The Tigers are set to select the contract of left-hander Blaine Hardy from Triple-A Toledo prior to tonight’s game, reports Anthony Fenech of the Detroit Free Press (via Twitter). Detroit outrighted the 31-year-old southpaw late in Spring Training, but his absence from the 40-man roster will only last for about a total of six weeks, it seems.
Hardy, a regular in the Detroit relief corps over the past four seasons, notched an even 3.00 ERA with 7.6 K/9 against 2.9 BB/9 in 126 innings out of the Detroit ’pen from 2014-16 before stumbling in 2017. Last year proved to be the most difficult season of his career, as Hardy limped to a 5.94 ERA and served up seven homers in just 33 1/3 innings of work.

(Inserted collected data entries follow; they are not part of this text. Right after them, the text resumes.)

PR #340, opened 2021-04-13
Move website generation to separate repository

matteodelabre:
This PR removes all the logic and resources related to generating the Toltec website. These have been moved to the [toltec-dev/web](https://github.com/toltec-dev/web) repository.

This change enables us to iterate on the website without being constrained by the stable release cycle from the main repository.

To make sure that the website always contains the latest stable bootstrap script and checksum, the stable build workflow of this repository sends `repository_dispatch` events to the toltec-dev/web repository. See <https://github.community/t/triggering-by-other-repository/16163/2> for details.


Eeems:
Does this handle validating that the web repository has the up-to-date bootstrap sha256sum?

matteodelabre:
Yes, it does! The web build process [fetches the latest bootstrap](https://github.com/toltec-dev/web/blob/dca22ff1d4678188205f45d26a19090a9aaf5952/Makefile#L19) from the main repo’s stable branch, computes its hash, and generates the index page based on that. Note that the bootstrap script is no longer uploaded to the live server by the main repository’s workflow, but by the web repository. This guarantees that the checksum on the website always matches the file at <https://toltec-dev.org/bootstrap>.

Eeems (approved):
Changes in this PR seem good to me. I'm not sure what other testing we'd really like to do before merging. It might make more sense to merge, and then fix any issues we run into as part of using it in a new PR.

raisjn (approved):
this looks good, i'm excited for a better communication channel with the community - thanks! to be clear, this is only moving the main site (not the package listing) to a separate repo, right?

matteodelabre:
> to be clear, this is only moving the main site (not the package listing) to a separate repo, right?

Yup! The package listing generation logic belongs more with the build system than with the homepage generation in my opinion.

Over the winter, there was talk of Hardy hoping for an opportunity to stretch out as a starter, and the Tigers have granted him that wish at the minor league level. Hardy’s first three appearances of the season were in short relief, but he’s since been stretched out over the course of four starts. The results are actually quite intriguing.
Hardy went 3 1/3 innings in his first outing, jumped to five innings in his second start, six in his third and seven in his fourth and final start before being brought back to the Majors. More impressive, however, is the fact that he’s allowed just two earned runs over the life of those four starts and has averaged well north of a strikeout per inning. Hardy has a sparkling 0.84 ERA and a 25-to-4 K/BB ratio in 21 1/3 innings out of the Triple-A rotation, highlighted by a seven-inning, five-hit gem in which he allowed just one run and racked up 10 strikeouts without issuing a walk.

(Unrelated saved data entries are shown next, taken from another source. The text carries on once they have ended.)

PR #344, opened 2021-04-18
[plato] Update to 0.9.17-1

LinusCDE:
This update doesn't add any custom reMarkable functionality.

It does however handle a breaking change that happened with [release 0.9.14](https://github.com/baskerville/plato/releases/tag/0.9.14) of the upstream plato. I ported the migration script from python to baseh (with jq as new dependency) but only support the default library location. In any case the user should get a warning anyway.

The migration messages may need some refinement. I'll probably do those tomorrow.

Tested it on the rM 1 and 2 (both with firmware 2.5.X). Is a 2.X toolchain required for the 2.6.X firmware? The other doesn't seem to work at least (using the package with 2.1 toolchain on a 2.5.X device) gives the following error:

```shell
reMarkable: ~/ rm2fb-client plato
./plato: /lib/libc.so.6: version `GLIBC_2.28' not found (required by ./plato)
```

If the 1.6 toolchain works on the 2.6.X firmware in that regard, I don't see a reason to update it yet since plato doesn't use QT.

Steps for testing:
 - Have 0.9.13 or earlier installed
 - Have some document in ~/plato-media that e.g. has some other last opened page
 - Update to this version
 - The update should automatically migrate the metadata and thus e.g. keep the last opened page
 - (It should not attempt to migrate an already up-to-date metadata file and warn if an "-old" variation was already created.)

(Some more info about this release can be found on [my release page](https://github.com/LinusCDE/plato/releases/tag/0.9.16-rm-release-8).)

---

P.S.: I'll hopefully be able to do more again in the coming days.

### DIFF
--- a/package/plato/package
+++ b/package/plato/package
@@ -102,7 +102,7 @@ configure() {
             jq "$change_cmds | del($del_list)" < $metadata_file_old > $metadata_file
             echo 'Metadata file was updated! The old one was renamed to ".metadata-old.json".'
 
-        elif [ $max_key_len -gt 16 ] &&  [ -e $metadata_file_old ]; then
+        elif [ $max_key_len -gt 16 ] && [ -e $metadata_file_old ]; then
             echo 'MANUAL INTERVENTION REQUIRED!!!'
             echo 'Plato 0.9.14 changed the format of metadata files.'
             echo 'Your metadata file not found but may be outdated!'
--- a/package/plato/package
+++ b/package/plato/package
@@ -76,8 +76,9 @@ configure() {
         local metadata_file=$mediadir/.metadata.json
         local metadata_file_old=$mediadir/.metadata-old.json
 
-        local max_key_len=$(cat $metadata_file | jq --raw-output 'keys[]' | wc -L)
-        if [ $max_key_len -gt 16 ] && [ ! -e $metadata_file_old ]; then
+        local max_key_len
+        max_key_len=$(jq --raw-output 'keys[]' < $metadata_file | wc -L)
+        if [ "$max_key_len" -gt 16 ] && [ ! -e $metadata_file_old ]; then
 
             echo 'Plato 0.9.14 changed the format of metadata files.'
             echo 'Your metadata file was found and determined to be outdated!'
@@ -89,7 +90,7 @@ configure() {
             local change_cmds=""
             local del_list=""
             for key in $(jq --raw-output 'keys[]' < $metadata_file_old); do
-                hex_key=$(printf %016X $key)
+                hex_key=$(printf %016X "$key")
                 #echo "Key: $key --> $hex_key"
 
                 [ -z "$del_list" ] || del_list="${del_list}, "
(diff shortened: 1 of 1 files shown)


LinusCDE:
The messages should be alright now.

package/plato/package
```diff
@@ -62,12 +62,56 @@ package() {
...
+            echo "Update complete. The old file was renamed to '.metadata-old.json'."
+            echo ""
+
+        elif [ "$max_key_len" -gt 16 ] && [ -e $metadata_file_old ] || [ ! -e $metadata_file ]; then
+            echo ""
+            echo "In Plato 0.9.14 the metadata format for libraries changed."
+            echo "MANUAL INTERVENTION REQUIRED\!\!\!"
+            echo "Please follow the following guide to update your library metadata manually:"
+            echo "https://github.com/baskerville/plato/releases/tag/0.9.14"
+            echo "Please LAUNCH plato ONLY AFTER this was done\!"
```
raisjn: i didn't go through this, i just blew it away and restarted. i think this should be done automatically (since it makes a backup, i think?) and the user notified

raisjn (dismissed):

package/plato/package
Eeems: I agree, this should be done automagically by the package. It's one of the use-cases for pre/post upgrade scripts.

LinusCDE: I used configure as I feared pre/post upgrade might miss cases where a user fully reinstalled a package. The script checks for old versions of the metadata and I attempted to make it check more often/reliably this way.

I can change this tomorrow though. Is still a good point.

raisjn: i think i'm a bit confused. when i upgraded plato, i got the message (`MANUAL INTERVENTION REQUIRED`), but it looks like you automatically do the migration for people. Did I get that message because I didn't have any metadata?

LinusCDE: I think this happened because you seem like you didn't do the migration but also have a `.old` (backup) file. I just didn't support that usecase and added that hint instead of trying to deal with it.

LinusCDE: Also just looked at the [docs](https://github.com/toltec-dev/toltec/blob/stable/docs/package.md#install-section):

> When upgrading a package from version A to B, the following happens:
> 
>  - `preupgrade B`, if it exists, is called from version A
>  -  Old package files are removed (except configuration files)
>  -  `postupgrade B`, if it exists, is called from version A
>  -  New package files are unpacked and installed
>  -  `configure`, if it exists, is called from version B

If I read this correctly, calling postupgrade wouldn't make sense since it would only call if this package ever gets upgraded to a future one.

matteodelabre (approved):
Thanks for the PR @LinusCDE! I made some minor changes to the migration logic: to make the script only output a message if there is actually a migration to be done (i.e., if there is an existing `.metadata.json` file with the old format), and to make the backup copy have a randomly-generated extension, so that the migration works even if there’s already a file called `.metadata.json.old`. The rest of the PR looks good to me, I tested it on my rM2 with no issues.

It’s a tiny sample, to be sure, but for a lefty specialist who struggled to a near-6.00 ERA in his most recent run at the big league level, the results are somewhat astounding. At present, Detroit is running Michael Fulmer, Francisco Liriano, Matthew Boyd, Mike Fiers and Jordan Zimmermann out in the rotation, but Hardy brings a definite level of intrigue to a largely uninspiring mix of arms. There’s little reason not to give him a look in the Majors to see if he can sustain any of his surprising success at the Triple-A level — especially for a rebuilding team whose already paper-thin pitching depth took a notable hit with the news that Daniel Norris will be out for up to 12 weeks.